From the first line to the last, print the records exactly.
*** Data for this exercise
PR #6901, opened 2025-10-02
[RFC] feat(deps): replace eslint with biome

kpervin:
This is a RFC on the viability to migrate from eslint to biome.

Purpose: Biome is quite a bit quicker than eslint, and incorporates formatting instead of relying on a 3rd party (`@stylistic/eslint-plugin`).

### DIFF
--- a/package.json
+++ b/package.json
@@ -107,7 +107,6 @@
     "@mikro-orm/mongo-highlighter": "1.0.0",
     "@mikro-orm/sql-highlighter": "1.0.1",
     "@side/jest-runtime": "^1.1.0",
-    "@stylistic/eslint-plugin-ts": "^4.0.0",
     "@types/esprima": "4.0.6",
     "@types/fs-extra": "11.0.4",
     "@types/jest": "29.5.14",
--- a/yarn.lock
+++ b/yarn.lock
@@ -906,17 +906,6 @@ __metadata:
   languageName: node
   linkType: hard
 
-"@eslint-community/eslint-utils@npm:^4.7.0":
-  version: 4.7.0
-  resolution: "@eslint-community/eslint-utils@npm:4.7.0"
-  dependencies:
-    eslint-visitor-keys: "npm:^3.4.3"
-  peerDependencies:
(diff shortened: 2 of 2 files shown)


B4nan:
If something, I'd like to adopt oxlint at some point, not biome.

kpervin:
> If something, I'd like to adopt oxlint at some point, not biome.

Closing

B4nan:
Otherwise, I appreciate the initiative, I also hate how slow eslint is (especially when combined with type aware rules), not to mention the whole drama with eslint v9 and their flat configs and the amount of things that are implemented without thinking abotu performance (usually third party rules).

B4nan:
> native formatting

Regarding formatters, it's something I keep thinking about. You could say I have a love/hate relationship with them. I like the idea, but I usually hate the implementation, and more importantly, the lack of options (prettier not having anything configurable drives me crazy). On the other hand, when I messed around with dprint, which is highly configurable, it wasn't much better (so many options, trying to find the one I was after was often impossible, or it was non-existent). Lastly, none of the existing formatters allow to control line breaks in a good way, usually they just get rid of them (namely blank lines padding in classes, which we enforce here via eslint). And since they usually are not extensible, you just need to make peace with what their maintainers force you to "like". I eagerly await a brighter future, where I can adopt one too, and it won't make me angry every time I try to commit something.

(I do use formatters at work extensively, can't say it improved much for me personally, rather the opposite, but I do see the value for other collaborators and for PR reviews)

kpervin:
I did not realize I touched on such a sore spot haha. I agree with you on all points. The eslint v9 debacle has our work codebase reluctant to migrate from v8 atm, so I'm constantly on the lookout for something that is faster. I mainly suggested biome due to NextJS' recent inclusion in their `create-next` script, but I agree that oxlint makes more sense due to being maintained by Void0 (Vite). Shame it isn't more feature complete as of now, though.

darkbasic:
> prettier not having anything configurable drives me crazy

I'm glad I'm not the only one.

PR #428, opened 2018-04-11
Rename MyUnit to MyQuantity

### LINKED ISSUE #352: Rename occurences of 'MyUnit' to 'MyQuantity' in generated headers
This is a remnant of an earlier rename from "units" to "quantities".

Example:
https://github.com/angularsen/UnitsNet/blob/6e23232dc6bf9d87943b750db25fb31ce1722bb4/UnitsNet/GeneratedCode/Units/AmountOfSubstanceUnit.g.cs#L11

Fix this by both updating all .cs files (some are only generated once) and the .ps1 powershell code generator files, then running generate_code.bat.

bplubell:
This cleans up after an earlier rename from "units" to "quantities".

This resolves #352.

I know this is not my first issue, but it has been untouched for few months now.

### DIFF
--- a/UnitsNet.Tests/CustomCode/AmountOfSubstanceTests.cs
+++ b/UnitsNet.Tests/CustomCode/AmountOfSubstanceTests.cs
@@ -11,9 +11,9 @@
 //
 //     See https://github.com/angularsen/UnitsNet/wiki/Adding-a-New-Unit for how to add or edit units.
 //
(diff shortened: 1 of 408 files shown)


angularsen:
Thanks! No worries about "stealing" it, the only intention of the tag is to help newcomers find stuff they can help out on. We're not intentionally keeping them around :-)

PR #429, opened 2018-04-13
Optimize QuantityValue

jnyrup:
This PR avoid calls to [`Nullable<Decimal>.GetValueOrDefault()`](https://referencesource.microsoft.com/#mscorlib/system/nullable.cs,60) and [`Decimal.ToDouble`](https://referencesource.microsoft.com/#mscorlib/system/decimal.cs,892) when `number._value` is not null.


angularsen:
Ah, good catch. Thanks!

angularsen:
Nuget 3.95 on the way out.

PR #433, opened 2018-05-02
Adding heat transfer coefficient

tmilnthorp:


angularsen:
Nuget 3.98 on the way out.

PR #438, opened 2018-05-06
Fix #436 Flaky test: UnitsNet.Tests.UnitSystemTests.PositiveInfinityFormatting

### LINKED ISSUE #436: Flaky test: UnitsNet.Tests.UnitSystemTests.PositiveInfinityFormatting
This only happens very rarely on AppVeyor (first time I can think of), but @gojanpaolo reports it happens all the time on his setup. I assume this is due to manipulating static values in other tests, such as:

```
GetDefaultAbbreviationFallsBackToUsEnglishCulture()
{
    var zuluCulture = new CultureInfo("zu-ZA");
    CultureInfo.CurrentCulture = CultureInfo.CurrentUICulture = zuluCulture;
```

https://ci.appveyor.com/project/angularsen/unitsnet/build/724/tests

`UnitsNet.Tests.UnitSystemTests.PositiveInfinityFormatting`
******
**Output of the task:**
PR #6901, opened 2025-10-02
[RFC] feat(deps): replace eslint with biome

kpervin:
This is a RFC on the viability to migrate from eslint to biome.

Purpose: Biome is quite a bit quicker than eslint, and incorporates formatting instead of relying on a 3rd party (`@stylistic/eslint-plugin`).

### DIFF
--- a/package.json
+++ b/package.json
@@ -107,7 +107,6 @@
     "@mikro-orm/mongo-highlighter": "1.0.0",
     "@mikro-orm/sql-highlighter": "1.0.1",
     "@side/jest-runtime": "^1.1.0",
-    "@stylistic/eslint-plugin-ts": "^4.0.0",
     "@types/esprima": "4.0.6",
     "@types/fs-extra": "11.0.4",
     "@types/jest": "29.5.14",
--- a/yarn.lock
+++ b/yarn.lock
@@ -906,17 +906,6 @@ __metadata:
   languageName: node
   linkType: hard
 
-"@eslint-community/eslint-utils@npm:^4.7.0":
-  version: 4.7.0
-  resolution: "@eslint-community/eslint-utils@npm:4.7.0"
-  dependencies:
-    eslint-visitor-keys: "npm:^3.4.3"
-  peerDependencies:
(diff shortened: 2 of 2 files shown)


B4nan:
If something, I'd like to adopt oxlint at some point, not biome.

kpervin:
> If something, I'd like to adopt oxlint at some point, not biome.

Closing

B4nan:
Otherwise, I appreciate the initiative, I also hate how slow eslint is (especially when combined with type aware rules), not to mention the whole drama with eslint v9 and their flat configs and the amount of things that are implemented without thinking abotu performance (usually third party rules).

B4nan:
> native formatting

Regarding formatters, it's something I keep thinking about. You could say I have a love/hate relationship with them. I like the idea, but I usually hate the implementation, and more importantly, the lack of options (prettier not having anything configurable drives me crazy). On the other hand, when I messed around with dprint, which is highly configurable, it wasn't much better (so many options, trying to find the one I was after was often impossible, or it was non-existent). Lastly, none of the existing formatters allow to control line breaks in a good way, usually they just get rid of them (namely blank lines padding in classes, which we enforce here via eslint). And since they usually are not extensible, you just need to make peace with what their maintainers force you to "like". I eagerly await a brighter future, where I can adopt one too, and it won't make me angry every time I try to commit something.

(I do use formatters at work extensively, can't say it improved much for me personally, rather the opposite, but I do see the value for other collaborators and for PR reviews)

kpervin:
I did not realize I touched on such a sore spot haha. I agree with you on all points. The eslint v9 debacle has our work codebase reluctant to migrate from v8 atm, so I'm constantly on the lookout for something that is faster. I mainly suggested biome due to NextJS' recent inclusion in their `create-next` script, but I agree that oxlint makes more sense due to being maintained by Void0 (Vite). Shame it isn't more feature complete as of now, though.

darkbasic:
> prettier not having anything configurable drives me crazy

I'm glad I'm not the only one.

PR #428, opened 2018-04-11
Rename MyUnit to MyQuantity

### LINKED ISSUE #352: Rename occurences of 'MyUnit' to 'MyQuantity' in generated headers
This is a remnant of an earlier rename from "units" to "quantities".

Example:
https://github.com/angularsen/UnitsNet/blob/6e23232dc6bf9d87943b750db25fb31ce1722bb4/UnitsNet/GeneratedCode/Units/AmountOfSubstanceUnit.g.cs#L11

Fix this by both updating all .cs files (some are only generated once) and the .ps1 powershell code generator files, then running generate_code.bat.

bplubell:
This cleans up after an earlier rename from "units" to "quantities".

This resolves #352.

I know this is not my first issue, but it has been untouched for few months now.

### DIFF
--- a/UnitsNet.Tests/CustomCode/AmountOfSubstanceTests.cs
+++ b/UnitsNet.Tests/CustomCode/AmountOfSubstanceTests.cs
@@ -11,9 +11,9 @@
 //
 //     See https://github.com/angularsen/UnitsNet/wiki/Adding-a-New-Unit for how to add or edit units.
 //
(diff shortened: 1 of 408 files shown)


angularsen:
Thanks! No worries about "stealing" it, the only intention of the tag is to help newcomers find stuff they can help out on. We're not intentionally keeping them around :-)

PR #429, opened 2018-04-13
Optimize QuantityValue

jnyrup:
This PR avoid calls to [`Nullable<Decimal>.GetValueOrDefault()`](https://referencesource.microsoft.com/#mscorlib/system/nullable.cs,60) and [`Decimal.ToDouble`](https://referencesource.microsoft.com/#mscorlib/system/decimal.cs,892) when `number._value` is not null.


angularsen:
Ah, good catch. Thanks!

angularsen:
Nuget 3.95 on the way out.

PR #433, opened 2018-05-02
Adding heat transfer coefficient

tmilnthorp:


angularsen:
Nuget 3.98 on the way out.

PR #438, opened 2018-05-06
Fix #436 Flaky test: UnitsNet.Tests.UnitSystemTests.PositiveInfinityFormatting

### LINKED ISSUE #436: Flaky test: UnitsNet.Tests.UnitSystemTests.PositiveInfinityFormatting
This only happens very rarely on AppVeyor (first time I can think of), but @gojanpaolo reports it happens all the time on his setup. I assume this is due to manipulating static values in other tests, such as:

```
GetDefaultAbbreviationFallsBackToUsEnglishCulture()
{
    var zuluCulture = new CultureInfo("zu-ZA");
    CultureInfo.CurrentCulture = CultureInfo.CurrentUICulture = zuluCulture;
```

https://ci.appveyor.com/project/angularsen/unitsnet/build/724/tests

`UnitsNet.Tests.UnitSystemTests.PositiveInfinityFormatting`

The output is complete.